Die Ausstellung „Tatjana“ der Künstlerin Kristina Schuldt wird am Mittwoch, 4. Februar, in der Neubrandenburger Kunstsammlung eröffnet. Die Vernissage findet ab 17 Uhr statt, das Grußwort wird Neubrandenburgs stellvertretender Oberbürgermeister Peter Modemann (CDU) halten. In das Werk der Künstlerin wird Ulrike Pennewitz, die Leiterin der Kunstsammlung, einführen. Auch Kristina Schuldt wird bei der Eröffnung anwesend sein.

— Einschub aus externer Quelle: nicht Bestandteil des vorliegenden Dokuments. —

PR #1549, opened 2021-05-02
Don't scroll datepicker in AppSidebar with body

### LINKED ISSUE #1530: Don't scroll datepicker with body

Weiblicher Körper steht im Fokus
Die Künstlerin wurde im Jahr 1982 in Moskau geboren. Mitte der 1980er-Jahre kam sie nach Neubrandenburg, „wo sie aufwuchs und erste künstlerische Impulse erhielt“, heißt es aus dem Neubrandenburger Rathaus. Heute lebt und arbeitet Kristina Schuldt in Leipzig. „Ihre Werke wurden in zahlreichen internationalen Einzel- und Gruppenausstellungen gezeigt und sind weltweit in institutionellen wie privaten Sammlungen vertreten“, wird erläutert. Ihr Fokus liege auf der menschlichen Figur und insbesondere dem weiblichen Körper.

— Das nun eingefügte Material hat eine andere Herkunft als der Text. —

Issue #1552, opened 2021-05-03
Questions regarding grammar


rakekniven:
There is some wording that I don't understand.

How to create a task "in tomorrow"?
https://github.com/nextcloud/tasks/blob/3a44205ab7d621b106d3f5fbe12634e3eea0a37f/src/views/AppSidebar.vue#L339

How can I complete tasks for the next day? Do work in advance?
https://github.com/nextcloud/tasks/blob/3a44205ab7d621b106d3f5fbe12634e3eea0a37f/src/views/AppSidebar.vue#L319

How to modify a task in the future?
https://github.com/nextcloud/tasks/blob/3a44205ab7d621b106d3f5fbe12634e3eea0a37f/src/views/AppSidebar.vue#L329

In ihren Bildern „verschmelzen kunsthistorische und literarische Referenzen mit politischen, feministischen und persönlichen Themen zu rätselhaften, zugleich humorvollen Kompositionen“, heißt es aus der Pressestelle der Stadt. Die Bilder von Kristina Schuldt „reflektieren die zerstreute Aufmerksamkeit unserer hochvernetzten Gegenwart und vermitteln den Menschen als eine im Bildraum gleichzeitig ein- wie auftauchende Gestalt“.
Die Ausstellung entsteht in Zusammenarbeit mit der Galerie „Eigen + Art“. Zur Ausstellung gibt es auch ein Begleitprogramm, die Kunstsammlung bietet „ein Künstlerinnengespräch, Sonderführungen und museumspädagogische Angebote an“. Weitere Informationen zu dem Programm gibt es im Internet auf der Seite der Neubrandenburger Kunstsammlung.